*EXERCISE*:
Copy out the entries below exactly as they stand, but only from the line containing "the proto spec." through the line containing "we leave). |".

*Records excerpted from a collection*:
════════════════

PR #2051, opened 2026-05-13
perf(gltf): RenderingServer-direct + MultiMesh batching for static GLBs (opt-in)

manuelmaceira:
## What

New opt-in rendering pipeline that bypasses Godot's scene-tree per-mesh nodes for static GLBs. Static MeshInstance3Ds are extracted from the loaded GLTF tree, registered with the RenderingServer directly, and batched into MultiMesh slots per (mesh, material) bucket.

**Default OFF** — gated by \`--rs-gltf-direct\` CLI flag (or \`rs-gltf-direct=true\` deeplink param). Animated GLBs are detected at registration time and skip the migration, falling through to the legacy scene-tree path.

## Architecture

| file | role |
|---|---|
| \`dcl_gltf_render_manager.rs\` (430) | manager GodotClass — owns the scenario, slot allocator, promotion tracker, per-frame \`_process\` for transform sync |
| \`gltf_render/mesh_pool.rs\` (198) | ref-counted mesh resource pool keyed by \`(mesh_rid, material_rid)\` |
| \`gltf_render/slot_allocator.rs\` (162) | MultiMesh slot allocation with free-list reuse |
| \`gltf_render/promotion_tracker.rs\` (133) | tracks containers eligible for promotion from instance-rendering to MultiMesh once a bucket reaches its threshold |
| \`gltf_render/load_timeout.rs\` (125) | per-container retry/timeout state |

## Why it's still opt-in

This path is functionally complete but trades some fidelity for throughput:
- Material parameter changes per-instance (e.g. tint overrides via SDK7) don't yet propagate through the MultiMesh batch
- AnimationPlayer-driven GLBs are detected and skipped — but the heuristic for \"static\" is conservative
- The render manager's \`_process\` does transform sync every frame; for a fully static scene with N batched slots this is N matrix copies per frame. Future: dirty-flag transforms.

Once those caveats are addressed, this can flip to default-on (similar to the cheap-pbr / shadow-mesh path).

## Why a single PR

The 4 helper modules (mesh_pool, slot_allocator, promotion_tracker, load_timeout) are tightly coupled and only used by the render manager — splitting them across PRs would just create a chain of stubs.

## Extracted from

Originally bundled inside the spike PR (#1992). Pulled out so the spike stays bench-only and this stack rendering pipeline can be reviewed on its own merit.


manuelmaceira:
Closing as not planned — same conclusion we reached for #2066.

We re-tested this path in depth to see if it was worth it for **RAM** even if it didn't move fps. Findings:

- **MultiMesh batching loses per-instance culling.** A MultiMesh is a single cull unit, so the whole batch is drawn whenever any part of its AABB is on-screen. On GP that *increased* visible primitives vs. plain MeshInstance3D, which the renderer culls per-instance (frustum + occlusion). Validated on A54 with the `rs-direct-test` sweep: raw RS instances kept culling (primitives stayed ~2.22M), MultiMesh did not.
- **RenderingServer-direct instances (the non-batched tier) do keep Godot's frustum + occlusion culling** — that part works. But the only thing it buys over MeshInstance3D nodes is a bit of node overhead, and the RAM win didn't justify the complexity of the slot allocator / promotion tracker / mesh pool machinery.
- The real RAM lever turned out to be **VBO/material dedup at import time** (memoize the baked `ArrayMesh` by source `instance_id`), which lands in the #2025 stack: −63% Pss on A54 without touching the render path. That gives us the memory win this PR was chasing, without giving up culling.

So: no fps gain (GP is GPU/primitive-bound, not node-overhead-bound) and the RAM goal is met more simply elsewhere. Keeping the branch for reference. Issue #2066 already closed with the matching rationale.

════════════════

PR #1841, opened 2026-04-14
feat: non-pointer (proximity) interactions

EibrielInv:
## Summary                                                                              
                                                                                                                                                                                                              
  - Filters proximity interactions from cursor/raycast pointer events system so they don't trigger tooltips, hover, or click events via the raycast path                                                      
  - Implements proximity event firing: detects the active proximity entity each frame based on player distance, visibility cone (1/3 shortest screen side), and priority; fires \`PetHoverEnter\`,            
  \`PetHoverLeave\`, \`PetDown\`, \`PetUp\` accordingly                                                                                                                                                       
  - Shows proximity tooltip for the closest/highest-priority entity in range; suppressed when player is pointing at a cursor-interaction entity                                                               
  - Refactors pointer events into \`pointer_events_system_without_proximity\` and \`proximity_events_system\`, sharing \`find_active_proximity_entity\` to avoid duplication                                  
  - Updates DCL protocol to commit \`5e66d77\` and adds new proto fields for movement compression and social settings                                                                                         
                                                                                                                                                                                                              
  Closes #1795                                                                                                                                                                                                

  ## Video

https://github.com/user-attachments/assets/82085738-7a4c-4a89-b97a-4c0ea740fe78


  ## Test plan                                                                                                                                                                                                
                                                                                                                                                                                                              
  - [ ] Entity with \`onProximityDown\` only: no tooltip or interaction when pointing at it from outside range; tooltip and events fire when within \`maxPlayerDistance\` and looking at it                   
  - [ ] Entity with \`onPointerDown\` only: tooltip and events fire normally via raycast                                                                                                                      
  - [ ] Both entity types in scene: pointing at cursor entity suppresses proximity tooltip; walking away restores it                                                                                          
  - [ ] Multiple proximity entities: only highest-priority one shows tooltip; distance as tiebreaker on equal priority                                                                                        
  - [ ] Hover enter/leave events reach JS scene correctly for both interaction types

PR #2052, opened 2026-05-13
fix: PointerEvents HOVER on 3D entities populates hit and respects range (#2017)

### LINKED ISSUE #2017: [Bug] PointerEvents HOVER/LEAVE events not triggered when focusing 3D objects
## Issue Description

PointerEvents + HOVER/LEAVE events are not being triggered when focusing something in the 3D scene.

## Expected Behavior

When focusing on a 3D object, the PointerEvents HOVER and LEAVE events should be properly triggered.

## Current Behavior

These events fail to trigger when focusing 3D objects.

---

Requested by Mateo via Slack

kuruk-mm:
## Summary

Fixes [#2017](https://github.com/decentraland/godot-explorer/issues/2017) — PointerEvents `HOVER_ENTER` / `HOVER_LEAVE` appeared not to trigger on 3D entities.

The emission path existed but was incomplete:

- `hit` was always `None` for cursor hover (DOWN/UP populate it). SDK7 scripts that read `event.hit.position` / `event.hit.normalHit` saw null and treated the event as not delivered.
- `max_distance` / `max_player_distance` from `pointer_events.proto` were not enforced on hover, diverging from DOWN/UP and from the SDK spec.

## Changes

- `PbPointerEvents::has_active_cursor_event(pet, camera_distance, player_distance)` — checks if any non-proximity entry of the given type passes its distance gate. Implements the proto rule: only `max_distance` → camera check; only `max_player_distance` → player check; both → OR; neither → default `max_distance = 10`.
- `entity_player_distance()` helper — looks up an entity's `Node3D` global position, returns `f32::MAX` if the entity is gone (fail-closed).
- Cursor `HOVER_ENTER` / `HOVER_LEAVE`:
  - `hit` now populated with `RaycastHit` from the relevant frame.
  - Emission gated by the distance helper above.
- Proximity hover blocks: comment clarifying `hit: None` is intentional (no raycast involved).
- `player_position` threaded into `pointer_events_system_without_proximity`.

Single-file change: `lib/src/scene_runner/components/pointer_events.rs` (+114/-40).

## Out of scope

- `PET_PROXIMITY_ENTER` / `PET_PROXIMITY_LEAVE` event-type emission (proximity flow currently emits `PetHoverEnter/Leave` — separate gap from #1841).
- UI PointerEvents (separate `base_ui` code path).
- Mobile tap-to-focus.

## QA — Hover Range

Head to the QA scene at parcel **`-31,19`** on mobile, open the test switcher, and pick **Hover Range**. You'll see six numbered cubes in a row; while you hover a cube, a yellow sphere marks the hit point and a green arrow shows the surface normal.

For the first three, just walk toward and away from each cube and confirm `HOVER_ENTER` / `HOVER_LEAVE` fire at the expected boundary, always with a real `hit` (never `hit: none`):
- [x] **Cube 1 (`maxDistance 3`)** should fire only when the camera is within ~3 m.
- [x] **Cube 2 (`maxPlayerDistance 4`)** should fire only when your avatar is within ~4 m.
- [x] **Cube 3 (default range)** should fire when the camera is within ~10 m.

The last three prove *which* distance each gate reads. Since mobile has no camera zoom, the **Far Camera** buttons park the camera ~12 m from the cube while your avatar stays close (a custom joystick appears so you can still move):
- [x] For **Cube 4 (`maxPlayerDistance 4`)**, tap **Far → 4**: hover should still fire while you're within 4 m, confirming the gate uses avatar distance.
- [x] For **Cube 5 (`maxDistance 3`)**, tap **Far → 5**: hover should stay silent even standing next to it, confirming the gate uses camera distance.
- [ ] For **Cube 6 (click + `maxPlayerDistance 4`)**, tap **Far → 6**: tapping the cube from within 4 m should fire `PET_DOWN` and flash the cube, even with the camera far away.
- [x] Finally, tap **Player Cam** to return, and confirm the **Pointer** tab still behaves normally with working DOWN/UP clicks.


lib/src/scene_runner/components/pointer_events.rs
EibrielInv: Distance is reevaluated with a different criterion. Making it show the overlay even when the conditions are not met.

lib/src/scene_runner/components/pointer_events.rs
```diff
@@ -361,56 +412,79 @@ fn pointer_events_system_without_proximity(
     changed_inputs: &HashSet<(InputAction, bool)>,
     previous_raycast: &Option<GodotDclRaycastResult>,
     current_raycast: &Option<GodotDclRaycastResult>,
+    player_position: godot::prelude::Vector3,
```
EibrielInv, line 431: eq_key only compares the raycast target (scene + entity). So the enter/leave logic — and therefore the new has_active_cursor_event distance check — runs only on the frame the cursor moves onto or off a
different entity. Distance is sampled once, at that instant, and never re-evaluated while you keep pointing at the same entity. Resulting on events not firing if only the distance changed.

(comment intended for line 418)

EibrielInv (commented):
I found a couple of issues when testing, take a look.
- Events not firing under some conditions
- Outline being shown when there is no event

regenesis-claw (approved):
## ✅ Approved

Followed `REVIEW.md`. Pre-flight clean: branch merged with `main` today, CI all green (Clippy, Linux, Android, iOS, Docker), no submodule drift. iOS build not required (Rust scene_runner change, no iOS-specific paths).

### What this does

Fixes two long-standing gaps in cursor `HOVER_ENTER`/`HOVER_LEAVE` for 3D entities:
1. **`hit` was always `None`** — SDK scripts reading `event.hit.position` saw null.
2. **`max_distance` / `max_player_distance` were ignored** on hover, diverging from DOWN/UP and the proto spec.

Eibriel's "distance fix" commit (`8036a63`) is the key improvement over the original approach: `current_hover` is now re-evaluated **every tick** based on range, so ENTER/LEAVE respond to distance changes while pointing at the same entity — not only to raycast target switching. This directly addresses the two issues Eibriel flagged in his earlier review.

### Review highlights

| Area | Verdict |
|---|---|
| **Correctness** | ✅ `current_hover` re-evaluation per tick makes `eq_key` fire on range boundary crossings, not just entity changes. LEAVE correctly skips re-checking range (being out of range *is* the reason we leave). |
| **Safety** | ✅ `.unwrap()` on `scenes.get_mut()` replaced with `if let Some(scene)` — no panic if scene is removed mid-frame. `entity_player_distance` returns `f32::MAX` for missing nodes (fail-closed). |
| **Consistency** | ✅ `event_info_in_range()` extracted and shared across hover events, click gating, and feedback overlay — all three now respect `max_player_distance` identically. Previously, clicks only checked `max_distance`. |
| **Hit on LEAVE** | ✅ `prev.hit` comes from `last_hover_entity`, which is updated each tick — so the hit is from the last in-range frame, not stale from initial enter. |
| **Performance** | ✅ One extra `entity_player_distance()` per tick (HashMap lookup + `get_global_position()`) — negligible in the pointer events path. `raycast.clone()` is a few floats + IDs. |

════════════════

*EXERCISE RESPONSE*:
2. **`max_distance` / `max_player_distance` were ignored** on hover, diverging from DOWN/UP and the proto spec.

Eibriel's "distance fix" commit (`8036a63`) is the key improvement over the original approach: `current_hover` is now re-evaluated **every tick** based on range, so ENTER/LEAVE respond to distance changes while pointing at the same entity — not only to raycast target switching. This directly addresses the two issues Eibriel flagged in his earlier review.

### Review highlights

| Area | Verdict |
|---|---|
| **Correctness** | ✅ `current_hover` re-evaluation per tick makes `eq_key` fire on range boundary crossings, not just entity changes. LEAVE correctly skips re-checking range (being out of range *is* the reason we leave). |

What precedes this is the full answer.